What is required >> Output the data below in full, byte for byte. Nothing may differ.

Data to examine >>
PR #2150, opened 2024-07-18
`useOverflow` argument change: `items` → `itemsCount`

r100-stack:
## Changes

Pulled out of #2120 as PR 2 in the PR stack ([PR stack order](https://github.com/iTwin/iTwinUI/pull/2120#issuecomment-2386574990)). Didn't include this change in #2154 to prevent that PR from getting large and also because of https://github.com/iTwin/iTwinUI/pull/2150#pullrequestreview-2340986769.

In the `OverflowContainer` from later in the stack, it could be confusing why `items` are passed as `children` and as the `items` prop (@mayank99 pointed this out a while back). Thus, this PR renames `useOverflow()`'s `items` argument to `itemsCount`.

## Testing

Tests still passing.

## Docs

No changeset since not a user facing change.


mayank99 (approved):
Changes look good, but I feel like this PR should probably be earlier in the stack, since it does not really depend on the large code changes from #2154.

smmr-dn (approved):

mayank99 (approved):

Written answer >>
PR #2150, opened 2024-07-18
`useOverflow` argument change: `items` → `itemsCount`

r100-stack:
## Changes

Pulled out of #2120 as PR 2 in the PR stack ([PR stack order](https://github.com/iTwin/iTwinUI/pull/2120#issuecomment-2386574990)). Didn't include this change in #2154 to prevent that PR from getting large and also because of https://github.com/iTwin/iTwinUI/pull/2150#pullrequestreview-2340986769.

In the `OverflowContainer` from later in the stack, it could be confusing why `items` are passed as `children` and as the `items` prop (@mayank99 pointed this out a while back). Thus, this PR renames `useOverflow()`'s `items` argument to `itemsCount`.

## Testing

Tests still passing.

## Docs

No changeset since not a user facing change.


mayank99 (approved):
Changes look good, but I feel like this PR should probably be earlier in the stack, since it does not really depend on the large code changes from #2154.

smmr-dn (approved):

mayank99 (approved):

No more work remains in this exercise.